We have a regulatory requirement to keep logs for 3 years. I am currently architecting our Splunk infrastructure and trying to figure out how far I should go to protect our logs from corruption, drive/array failures, etc.
In my current design I'm planning to have 6 load balanced indexers (4 in main site and 2 in alternate), each with an external drive enclosure filled with 25 1.2TB drives. Each indexer will be filled with 8 300GB 15k rpm drives. Because of how I'm splitting up the enclosure where 10 drives are in RAID 10 and 14 are in RAID 5 (although I suppose this can be split up into two groups of RAID 5 arrays), we'll have a total of approx 91TB here and 45TB at alternate site.
This is enough storage to store data captured at 100GB per day for 3 years.
This design, of course, only protects us from a certain level of drive failures. It doesn't protect us from log data corruption.
From a regulatory perspective, we get slammed hard if we lose more than a reasonable number of logs due to corruption, but I'm not sure that warrants building out a separate backup network and doubling storage using a SAN in order to protect against the small chance of data corruption.
Is my current design reasonable? Let me know what you think.
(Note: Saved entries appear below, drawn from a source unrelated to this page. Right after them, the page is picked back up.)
PR #190, opened 2018-05-30
RFC: do not populate /etc/resolv.conf when networking is disabled (RHBZ#15…

tmzullinger:
…14028)

systemd-nspawn overrides the 'use_host_resolv' config and copies the
host /etc/resolv.conf to the chroot even when networking is disabled.

In most common cases, this causes any networking calls in the chroot to
timeout rather than fail quickly, resulting in significant delays.  For
example:

    <mock-chroot> sh-4.4# time curl http://example.com/
    curl: (6) Could not resolve host: example.com

    real	0m20.541s
    user	0m0.009s
    sys	0m0.008s

With an empty /etc/resolv.conf in the chroot, this is much quicker:

    <mock-chroot> sh-4.4# time curl http://example.com/
    curl: (6) Could not resolve host: example.com

    real	0m0.016s
    user	0m0.005s
    sys	0m0.008s

### DIFF
--- a/mock/py/mockbuild/util.py
+++ b/mock/py/mockbuild/util.py
@@ -691,9 +691,10 @@ def _prepare_nspawn_command(chrootPath, user, cmd, nspawn_args=None, env=None, c
         cmd = [cmd]
     nspawn_argv = ['/usr/bin/systemd-nspawn', '-q', '-M', uuid.uuid4().hex, '-D', chrootPath]
     distro_label = distro.linux_distribution(full_distribution_name=False)[0]
-    if (distro_label != 'centos') and (distro_label != 'ol') and \
-       (distro_label != 'rhel') and (distro_label != 'deskos'):
-        # EL7 does not support it (yet). See BZ 1417387
+    distro_version = float(distro.version() or 0)
+    epel = ('centos', 'deskos', 'ol', 'rhel')
+    if distro_label not in epel or distro_version >= 7.5:
+        # EL < 7.5 does not support the nspawn -a option. See BZ 1417387
         nspawn_argv += ['-a']
     nspawn_argv.extend(nspawn_args)
     if cwd:
--- a/mock/py/mockbuild/util.py
+++ b/mock/py/mockbuild/util.py
@@ -8,6 +8,7 @@
 from __future__ import print_function
 
 from ast import literal_eval
+import atexit
 import ctypes
 import errno
 import fcntl
@@ -27,6 +28,7 @@ import stat
 import struct
 import subprocess
 import sys
+import tempfile
 # pylint: disable=wrong-import-order
 import termios
 from textwrap import dedent
@@ -677,6 +679,16 @@ def is_in_dir(path, directory):
     return os.path.commonprefix([path, directory]) == directory
 
 
+def _nspawnTempResolvAtExit(path):
+    """Remove nspawn temporary resolv.conf from host."""
+    try:
+        os.remove(path)
+    except OSError as e:
+        if e.errno == errno.ENOENT:
+            pass
+        getLog().warning("unable to delete temporary resolv.conf (%s): %s", path, e)
+
+
 def _prepare_nspawn_command(chrootPath, user, cmd, nspawn_args=None, env=None, cwd=None):
     cmd_is_list = isinstance(cmd, list)
     if nspawn_args is None:
@@ -1301,12 +1313,19 @@ def load_config(config_path, name, uidManager, version, pkg_python_dir):
         '~' + pwd.getpwuid(os.getuid())[0]), '.config/mock.cfg')
     do_update_config(log, config_opts, cfg, uidManager, name)
 
-    # default /etc/hosts contents
-    if not config_opts['use_host_resolv'] and 'etc/hosts' not in config_opts['files']:
-        config_opts['files']['etc/hosts'] = dedent('''\
-            127.0.0.1 localhost localhost.localdomain
-            ::1       localhost localhost.localdomain localhost6 localhost6.localdomain6
-            ''')
+    if not config_opts['use_host_resolv']:
+        # default /etc/hosts contents
+        if 'etc/hosts' not in config_opts['files']:
+            config_opts['files']['etc/hosts'] = dedent('''\
+                127.0.0.1 localhost localhost.localdomain
+                ::1       localhost localhost.localdomain localhost6 localhost6.localdomain6
+                ''')
+        # bind mount an empty /etc/resolv.conf when using nspawn and networking is disabled
+        if config_opts['use_nspawn'] and not config_opts['rpmbuild_networking']:
+            resolv_fd, resolv_path = tempfile.mkstemp(prefix="mock-resolv.")
+            atexit.register(_nspawnTempResolvAtExit, resolv_path)
+            config_opts['nspawn_args'] += ['--bind={0}:/etc/resolv.conf'.format(resolv_path)]
+
     if config_opts['use_container_host_hostname'] and '%_buildhost' not in config_opts['macros']:
         config_opts['macros']['%_buildhost'] = socket.getfqdn()
     return config_opts


tmzullinger:
This is marck as an RFC, as I know it won't work well with EL7's systemd-nspawn as-is.  The `--bind` option in that version of systemd-nspawn lacks support for mounting files from within the chroot (the `+` used in the source path) -- at least according to the man page.

Before I go further with this, I thought I'd seek some input on whether it's a good direction.  It might not be worth the effort to create the empty file we bind mount in the chroot.  It could simply be on the host file system.  If so, I wonder what path might work best there.  Maybe `/var/tmp/mock/empty` would work.

Nothing great came to mind while I was working on this today and I implemented it using the nspawn bind with source inside the chroot before I noticed EL7 lacked that support.  (I did check --bind was available before starting, but not the `+$source_path` part).

mock/py/mockbuild/util.py
```diff
@@ -1300,12 +1300,18 @@ def load_config(config_path, name, uidManager, version, pkg_python_dir):
...
+        # default /etc/hosts contents
+        if 'etc/hosts' not in config_opts['files']:
+            config_opts['files']['etc/hosts'] = dedent('''\
+                127.0.0.1 localhost localhost.localdomain
+                ::1       localhost localhost.localdomain localhost6 localhost6.localdomain6
+                ''')
+        # bind mount an empty /etc/resolv.conf when using nspawn and networking is disabled
+        if config_opts['use_nspawn'] and not config_opts['rpmbuild_networking']:
+            config_opts['files']['var/tmp/empty'] = ''
+            config_opts['nspawn_args'] += ['--bind=+/var/tmp/empty:/etc/resolv.conf']
```
xsuchy: Can this be rather: `--bind=:/etc/resolv.conf'?
Quoting from man page:
```
or a colon-separated pair of paths — in which case the first
specified path is the source in the host, and the second path is the destination in the container,...
... 
The source path may be specified as empty string, in which case a temporary directory below the host's /var/tmp directory is used. It is
automatically removed when the container is shut down.
```

xsuchy:
Wow, this looks good. I have been trying to bind-mount it using bind-mount mock's plugin, but that does not work. I am going to test this soon.

mock/py/mockbuild/util.py
tmzullinger: I can try that.  Reading it, I thought it would bind mount a directory and that a dir as /etc/resolv.conf wouldn't work well.  But let's confirm that empirically. :)

xsuchy:
I will be fine with doing this step everywhere but on RHEL-7. I.e. test using python-distro what is the host system, and if it is RHEL-7 skip this part (so no-network will have to timeout as it does now) but everywhere else we will pass this argument.

mock/py/mockbuild/util.py
tmzullinger: Sadly, that does fail:

```
Start: shell
Cannot bind mount directory /var/tmp/nspawn-temp-8SCtjW/src on file /var/lib/mock/fedora-27-x86_64/root/etc/resolv.conf.
```

That's with `config_opts['nspawn_args'] += ['--bind=:/etc/resolv.conf']`.  I scrubbed the root-cache and chroot, but perhaps there's still an /etc/resolv.conf present which causes the error.  I do still wonder how many things would not be happy if nspawn would bind mount a dir at /etc/resolv.conf.

We can keep at that if you think it's going to be cleaner than mounting an empty file from the host (at least on EL7).  We could use `+/var/tmp/empty` on Fedora and EL8, but fall back to a file on the host for EL7, perhaps.  I'm not sure it's worth the extra code to do that, but it's an option.

tmzullinger:
That's not a bad option to start.  In `_prepare_nspawn_command()` there's already a list of EL7-compatible systems which are used to exclude the `-a` option.  We'd need to use that sort of list to exclude the --bind arg.  That list doesn't have any version info, so it's going to be outdated when RHEL-8 is released, it seems.  Fixing that to check not only the distribution name but version and then using that in both places would be a good preparatory patch I guess.

The other option is using tempfile.mkstemp to create a file and remove it, similar to `_selinuxCreateFauxFilesystems` and `_selinuxAtExit`.  Or just ship something like `/var/cache/mock/empty` and use it.  That doesn't seem too bad to me.

Since we know the path of the chroot dir on the host, I wonder if we can just pass the full path to the nspawn --bind option?  I'll give that a try.  I don't know offhand if the chrootPath is set where I have the `--bind` args now.  But it could even be done as a replacement once in `_prepare_nspawn_command()`.

tmzullinger:
Something like this (without fixing the lack of a version check used to add the `-a` option:

```
diff --git i/mock/py/mockbuild/util.py w/mock/py/mockbuild/util.py
index 316ed8b..034f15f 100644
--- i/mock/py/mockbuild/util.py
+++ w/mock/py/mockbuild/util.py
@@ -695,6 +695,9 @@ def _prepare_nspawn_command(chrootPath, user, cmd, nspawn_args=None, env=None, c
        (distro_label != 'rhel') and (distro_label != 'deskos'):
         # EL7 does not support it (yet). See BZ 1417387
         nspawn_argv += ['-a']
+    else:
+        # nspawn on EL7 lacks support for + in the source path arg to --bind
+        nspawn_args = [arg.replace('--bind=+', '--bind=%s' % chrootPath) for arg in args]
     nspawn_argv.extend(nspawn_args)
     if cwd:
         nspawn_argv.append('--chdir={0}'.format(cwd))
```

After lunch I'll test this properly on an EL-7 host.

tmzullinger:
It might also be worth considering whether `use_host_resolv` should still default to true when `use_nspawn` is set.  At least for the resolv.conf portion, the defaults there result in a less-than-ideal experience.  I'm not sure if having the hosts file in place without networking is something people use.

xsuchy:
Ahhh it is directory. I did not noticed that. I thought that is is file. Then your original solution would be fine.
I just wonder why use '+'. We can create some tempfile on host using `mktemp()` and then bindmount that to nspawn. It does not need to be inside of container.

tmzullinger:
Yeah, there are certainly many ways to tackle this.  :)

I initially tested with a file on the host (with just a quick and dirty `touch /etc/mock/empty`).  I moved to a file in the chroot mainly because it was quicker and cleaner to implement without leaving cruft on the host.

If the file is on the host, then we either need to ensure it's created as part of the mock install or ensure it exists it each time a chroot is created (and possibly remove it when the chroot is removed).

I don't much care whether it's on the host or in the chroot.  If the current code looks like it will be more work to maintain over time compared to what it might look like to create the file on the host, I'm happy to work on changing it.  I don't think the current code is too bad though.  And when EL7 is dropped or systemd-nspawn learns the `--bind +$source_path` option, the 2 lines needed to conditionally replace the `+` with the chroot path can be removed, leaving only the few lines in `utils.locad_config()` to implement this.

If you'd prefer to explore using a file on the host for the bind mount, I have a few questions about how we might best implement it.  These are mostly a matter of preferences.

Would we create the file on the host once at mock install time and use it repeatedly?  If so, what path might be best?  (Either `/var/cache/mock` or `/var/tmp/mock` seem like good candidates.  The former dir, of course, exists already but it's a bit of a stretch to call an empty file like this a 'cache' file.  The latter is more sensible for temp files, but we may need a tmpfiles.d entry to manage the dir.)

Or would we create the file on-demand when the chroot is created?  If so, are there any existing examples in the mock code of that setup/teardown pattern for a temp file on the host that I can use/copy to keep things consistent?  (I'm comfortable with tempfile.mkstemp and friends, I just don't want to do it differently than other examples in mock and make maintenance more difficult.)

Thanks.

tmzullinger:
Here's a version using an on-host temp file.  I didn't remove the `add version to EL check in _prepare_nspawn_command()` commit from my branch, but it's now now at all related to this issue.  I think it's a worthwhile cleanup, but if you prefer I can move it to another branch and file a separate PR for it. :)

xsuchy:
Thank you.

tmzullinger:
Thanks @xsuchy.  What do you think of a follow-up to this which sets `config_opts['use_host_resolv'] = False` by default?  I think that works better along with the 'rpmbuild_networking' & 'use_nspawn' defaults and provides a nicer experience to users without requiring any changes to the site config.

I did this in https://github.com/tmzullinger/mock/commit/fad91dd83 and will be happy to file a separate PR for that if you don't have any strong objections to changing the default.

xsuchy:
Yes. Please file a PR.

A little bit off-topic, but could be interesting all the same.
If this is only for regulatory purposes, i.e. you do not really want to keep all those logs online and searchable, not even for an auditor to look at them, you should probably think about aging out your indexes to frozen after some time, say one year. Then you can have the frozen buckets on backup for another 2 years before deleting them permanently.
The main point is that frozen backups only take up around 10-15% (on average) of the original log size, whereas the warm/cold buckets can in some cases be larger than the original logs (average around 50% of original size), because of the .tsidx files that make them searchable. Frozen buckets do not save the .tsidx files, so the events therein are not directly searchable, but the .tsidx files can be rebuilt should the need occur.
As for the risk of tampering/losing logs, you should probably ask your auditor what s/he thinks is acceptable. AFAIK, you can not have data block signing if your index is spread across more than one indexer.